> [Work request]: Beginning with the line that has "screenshot_2018-07-03 update profile - mozilla network pulse 1", reproduce each remaining line of the data exactly, down to and including the last.

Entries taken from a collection
"""

Issue #977, opened 2018-07-03
Newlines not being rendered in Profile About tab


mmmavis:
On staging:

![screenshot_2018-07-03 update profile - mozilla network pulse](https://user-images.githubusercontent.com/2896608/42242379-835ea908-7ec2-11e8-91a0-5ce6295901c0.png)

![screenshot_2018-07-03 mmm - mozilla network pulse](https://user-images.githubusercontent.com/2896608/42242374-8130a528-7ec2-11e8-86b8-7f6504c60137.png)

xmatthewx:
Interesting. It seems to work for paragraphs (2 newlines) and bullets (single newline), but not a simple single line break. 

It'd be good to fix this, but it's definitely not an emergency.

mmmavis:
@xmatthewx PR is in review already 👍

gideonthomas:
This can be closed?

mmmavis:
Fixed!

PR #978, opened 2018-07-03
Made sure newlines are rendered in Profile About tab

mmmavis:
Related to #977 

screenshot_2018-07-03 update profile - mozilla network pulse 1
screenshot_2018-07-03 localhost mavis ou - mozilla network pulse

### DIFF
--- a/components/profile-about-tab/profile-about-tab.jsx
+++ b/components/profile-about-tab/profile-about-tab.jsx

"""

> [Exercise result]:
screenshot_2018-07-03 update profile - mozilla network pulse 1
screenshot_2018-07-03 localhost mavis ou - mozilla network pulse

### DIFF
--- a/components/profile-about-tab/profile-about-tab.jsx
+++ b/components/profile-about-tab/profile-about-tab.jsx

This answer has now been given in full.